Автор книги: Лана Черная
сообщить о нарушении
Текущая страница: 7 (всего у книги 17 страниц)
ГЛАВА 10
Тринадцать лет назад.
Вдохновение – та же мания: засасывающая, стирающая грани. Оно втянуло, размывая время. И почему нахлынуло именно сейчас, когда я уже больше года не бралась ничего рисовать, – черт разберет. Но я рисовала: выводила каждый штрих, вымеряла каждую линию, каждый угол, расстояние. Циркулем вычерчивала клумбы будущего сада. Измарала кучу листков чертежами и расчетами, изгрызла не один карандаш, даже умудрилась сломать линейку. Но ничто, казалось, не могло выдрать меня из цепких лап внезапного вдохновения. А перед глазами вырастал дивный дом: стеклянный, хрупкий, но такой теплый и родной. И он рос на бумаге: по кирпичику, отражая закатное солнце. Да, из окон непременно должен быть виден закат! И когда я добралась до крыши, ломающейся под самыми невообразимыми углами, тишину квартиры вспорол глухой стук в дверь.

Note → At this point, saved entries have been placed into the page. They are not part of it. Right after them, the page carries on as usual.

PR #2108, opened 2019-05-05
Snap package, a step foward

MrTheSoulz:
This still fails to actualy install any game and refuses to run in strict mode but at least it opens :)
i belive the not installing games part is beacuse i probably missed a lutris-runtime dependency.

to complile localy use the commands:
* snapcraft try
* snap try time

then to debug run with:
* lutris.lutris

### DIFF
--- a/snapcraft.yaml
+++ b/snapcraft.yaml
@@ -1,6 +1,14 @@
 name: lutris
-version: v0.5.1.3
-summary: Lutris
+version: git
+confinement: devmode #chaning to strict causes errors trying to read nvidia version file, need to figure it out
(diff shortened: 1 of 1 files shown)


snapcraft.yaml
```diff
@@ -1,59 +1,126 @@
 name: lutris
-version: v0.5.1.3
-summary: Lutris
+version: git
+confinement: devmode #chaning to strict causes errors trying to read nvidia version file, need to figure it out
```
strycore: it's fine, leave it in devmode until the snap is stable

Я вздрогнула, выронив карандаш. Лист бумаги спланировал на пол. А стук повторился гораздо настойчивее. Бегло глянула в темное окно, затем на часы на стене – почти десять вечера. Кого это принесло, на ночь глядя? Из своих вроде никто не собирался. Марк приезжал иногда с ночевкой с Лизкой, чаще привозил только Лизку. Но всегда звонил и предупреждал. Граф с визитами не посещал – вызывал к себе. А мама приезжала только днем и то, не больше чем на пару часов – сходить куда-нибудь или просто поболтать. Да и никто не стал бы стучать, когда есть звонок. Но ведь стучали! Я поднялась с пола, размяв спину, и поплелась к двери.
– Кто? – спросила, жалея, что не обзавелась дверью с глазком.
– Свои, – хриплое в ответ. И дыхание сбилось от знакомого голоса, а сердце застряло где-то у горла.
– Кто «свои»? – переспросила, не веря.
– Свои – это значит свои, Печенька. Открывай уже, а то твои соседи решат, что я бомж и спустят с лестницы.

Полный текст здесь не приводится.